(SUPPLIED ENTRIES)
PR #826, opened 2019-08-10
Fix default tab of ungraded assessments

alcen:
In pull request #819, the default tab of graded assessments was set to the grading results. However, I accidentally set the tab of ungraded assessments to 'Mission Briefing' instead of the original 'Task 1/2/...'.

This commit fixes the unintended change!


Aulud:
Small fix; LGTM.

PR #841, opened 2019-08-13
Use AWS S3 for file storage

jiayushe:
- Relevant to source-academy/cadet#468


jiayushe:
> What's this?

The url generated is now pointing to S3, so no need to prepend our backend url any more.

jiayushe:
Hi @geshuming, can we merge in this PR? The backend PR is ready.

PR #849, opened 2019-08-14
Add display waveform function

TheRealRavager:
Adds display waveform function which accepts a sound and displays it using the curves library


martin-henz:
Yes, very nice function. I'm happy with it and have seen it in action. 

A suggestion for discussion: How about using a relative number as parameter: number_of_points_per_second instead of the absolute number_of_points ?

That way the user can relate the number directly to the sample rate used in audio processing. For example, common values would be as given here:
https://en.wikipedia.org/wiki/Sampling_(signal_processing)#Sampling_rate

TheRealRavager:
> Yes, very nice function. I'm happy with it and have seen it in action.
> 
> A suggestion for discussion: How about using a relative number as parameter: number_of_points_per_second instead of the absolute number_of_points ?
> 
> That way the user can relate the number directly to the sample rate used in audio processing. For example, common values would be as given here:
> https://en.wikipedia.org/wiki/Sampling_(signal_processing)#Sampling_rate

Agreed, that would be more meaningful for students

PR #863, opened 2019-08-15
Fix scroll bar not clickable when Mission briefing is open

alcen:
A fix for an innate BlueprintJS issue: the Dialog component does not allow you to click on the scroll bar. Currently mouse scrolling, arrow keys, or Page Up/Page Down keys have to be used to navigate the Mission briefing, which uses the Blueprint Dialog

Also, I added some comments to explain the CSS fixes

### DIFF
--- a/src/styles/_commons.scss
+++ b/src/styles/_commons.scss
@@ -33,6 +33,26 @@
   }
 }
 
+/*
+  Force Blueprint Dialog to scroll on focus
+
+  Note: there should exist a better fix, as the Blueprint Dialog behaves
+  properly on the official demo/documentation website
+  https://blueprintjs.com/docs/#core/components/dialog
+*/
 .#{$ns}-dialog-container {
   pointer-events: all;
+}
+
+/*
+  Temporary fix for this issue: https://github.com/palantir/blueprint/issues/1008
+
+  (when Blueprint Dialog is open, browser scroll bar is not clickable)
+*/
+.#{$ns}-overlay-backdrop {
+  display: none;
+}
+
+.#{$ns}-overlay-open {
+  background-color: rgba(16, 22, 26, 0.7);
 }


alcen:
> Haha it seems the Dialog is broken in the same way on BpJS' official documentation - just that it's not immediately obvious as their demonstration sets the Dialog to close if a user clicks outside of it.
> This bug seems to be originating from their mode of use of Portal in the Dialog implementation. Given this is an issue that isn't yet resolved by BpJS, we will have to stick with the temporary fix from the issue on BpJS' repo (it works in Chrome and Firefox so I guess it's good to go).

Yes haha, but only the unclickable scroll bar seems to be a bug with Blueprint. The issue with the dialog not being scrollable when not in focus (by clicking on the overlay) is not present on their demo, but we haven't found another fix for it!!

Aulud:
> > Haha it seems the Dialog is broken in the same way on BpJS' official documentation - just that it's not immediately obvious as their demonstration sets the Dialog to close if a user clicks outside of it.
> > This bug seems to be originating from their mode of use of Portal in the Dialog implementation. Given this is an issue that isn't yet resolved by BpJS, we will have to stick with the temporary fix from the issue on BpJS' repo (it works in Chrome and Firefox so I guess it's good to go).
> 
> Yes haha, but only the unclickable scroll bar seems to be a bug with Blueprint. The issue with the dialog not being scrollable when not in focus (by clicking on the overlay) is not present on their demo, but we haven't found another fix for it!!

Eh the scrollbar's broken for me for their Dialog demo, regardless of which options I pick haha

alcen:
> Haha it seems the Dialog is broken in the same way on BpJS' official documentation - just that it's not immediately obvious as their demonstration sets the Dialog to close if a user clicks outside of it.
> This bug seems to be originating from their mode of use of Portal in the Dialog implementation. Given this is an issue that isn't yet resolved by BpJS, we will have to stick with the temporary fix from the issue on BpJS' repo (it works in Chrome and Firefox so I guess it's good to go).
> 
> Yes haha, but only the unclickable scroll bar seems to be a bug with Blueprint. The issue with the dialog not being scrollable when not in focus (by clicking on the overlay) is not present on their demo, but we haven't found another fix for it!!
> 
> Eh the scrollbar's broken for me for their Dialog demo, regardless of which options I pick haha

As in, if you click outside and try to scroll with the arrow keys/scroll wheel/Page Up/Down keys, it works (but not on the Source Academy without the `pointer-events: all` fix)

Aulud:
> > Haha it seems the Dialog is broken in the same way on BpJS' official documentation - just that it's not immediately obvious as their demonstration sets the Dialog to close if a user clicks outside of it.
> > This bug seems to be originating from their mode of use of Portal in the Dialog implementation. Given this is an issue that isn't yet resolved by BpJS, we will have to stick with the temporary fix from the issue on BpJS' repo (it works in Chrome and Firefox so I guess it's good to go).
> > Yes haha, but only the unclickable scroll bar seems to be a bug with Blueprint. The issue with the dialog not being scrollable when not in focus (by clicking on the overlay) is not present on their demo, but we haven't found another fix for it!!
> > Eh the scrollbar's broken for me for their Dialog demo, regardless of which options I pick haha
> 
> As in, if you click outside and try to scroll with the arrow keys/Page Up/Down keys, it works
> Also, if you click on the text and use the scroll wheel, it works (but these don't really work well on the Source Academy without the `pointer-events: all` fix)

Oops! Okay, gotcha

PR #865, opened 2019-08-15
try-catch updateContext to prevent non-existent getElement

blackening:
This breaks the mission control.


seanlowjk:
There seems to be merge conflicts at the moment. 

And I'm not sure what was of the final status quo with regards to the inspector. 

Should we rewrite it instead while refactoring the codebase?

blackening:
It's old enough that this is stale. Please update to new inspector. If it breaks the mission editor again I'll just submit another patch.

PR #2312, opened 2023-01-17
Update to latest Node.js compatible version

Ruizhi2001:


chownces:
Let's take a closer look at this. We need to address our dependency issues/ upgrading asap

`yarn start` issue:
#2313

PR #2328, opened 2023-01-21
Modify readme

Ella-e:
### Description

Add information about current working version of node for building frontend locally. The latest LTS version v18.13.0 doesn't work with my local environment. The suggestion is to switch to a lower LTS version, such as v16.16.0

### Type of change

Update the README.md document .

### How to test

Check the README.md file.


martin-henz (approved):
Great. Nice!

PR #2331, opened 2023-01-29
Fix unnecessary rerendering of side content in desktop workspace

ianyong:
### Description

Passing object literals as props to React components causes unnecessary re-renders due to objects being compared by reference. As such, even if the object prop being passed in is semantically the same as the previous prop, it will trigger a re-render if it is not referentially the same object.

We prevent unnecessary re-renders by performing a deep comparison between the previous & next props state when determining whether a component should be re-rendered or not. This works for the desktop `Workspace` component, **but not for the `MobileWorkspace` component as the `mobileControlBarProps` that it takes in is actually changing semantically**, but I'm not sure why.

Even though memoization does not fully resolve the issue for the `MobileWorkspace` component, it's memoized anyway because it helps a bit (specifically, does not re-render due to the `tabs` object literal that is being passed as prop) and also for consistency with the `Workspace` component, which can be seen as its equivalent component.

Partially resolves https://github.com/source-academy/modules/issues/168.

### Type of change

### How to test

Replicate the steps in the linked issue.


martin-henz (approved):
Looks good and resolves the desktop issue. Will change the Issue to be "mobile" specific.

RichDom2185 (approved):
Personally, I think it would be better if we keep the `SideContent` and `MobileSideContent` components as they are, and just `export default React.memo(SideContent, propsAreEqual);` instead, but this is a stylistic thing, I'll leave it to you to decide. @chownces @shenyih0ng what do you think? I think it would be nicer the components themselves not have any logic related to re-rendering

Otherwise, LGTM! Thanks for the quick fix!

ianyong:
> Personally, I think it would be better if we keep the `SideContent` and `MobileSideContent` components as they are, and just `export default React.memo(SideContent, propsAreEqual);` instead, but this is a stylistic thing, I'll leave it to you to decide. @chownces @shenyih0ng what do you think? I think it would be nicer the components themselves not have any logic related to re-rendering

This makes sense, thanks for the suggestion! Possibly can be included in the fix for the mobile workspace.

martin-henz:
> This makes sense, thanks for the suggestion! Possibly can be included in the fix for the mobile workspace.

Great. Who can do the mobile fix?

PR #2333, opened 2023-01-31
Remove infinite loop telemetry

ianyong:
### Description

Discussed with Prof @martin-henz. The infinite loop telemetry no longer works as js-slang now operates on ASTs instead of code. Since the research project that the data being collected for is now over, the infinite loop telemetry should be removed. However, the agreement to participate in educational research feature is left entirely intact because it might be used again in the future (and is worded to include all educational research, not just infinite loop detection).

Necessary for the frontend to work with js-slang after https://github.com/source-academy/js-slang/pull/1343.

Part of #2176.

### Type of change

This PR does not fit any of the below...

### How to test

No change in behaviour except there is no longer any infinite loop telemetry.


ianyong:
@martin-henz This PR does not require bumping the js-slang version, but bumping the js-slang version requires this PR.

martin-henz (approved):
As discussed. Good to remove infinite loop detection until anyone wants to get back to this research topic.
(End SUPPLIED ENTRIES)
* **AIM OF THE TASK**: Show all lines in the preceding material that have "object" in them.

* **OUTPUT FOR THIS EXERCISE**:
Passing object literals as props to React components causes unnecessary re-renders due to objects being compared by reference. As such, even if the object prop being passed in is semantically the same as the previous prop, it will trigger a re-render if it is not referentially the same object.
Even though memoization does not fully resolve the issue for the `MobileWorkspace` component, it's memoized anyway because it helps a bit (specifically, does not re-render due to the `tabs` object literal that is being passed as prop) and also for consistency with the `Workspace` component, which can be seen as its equivalent component.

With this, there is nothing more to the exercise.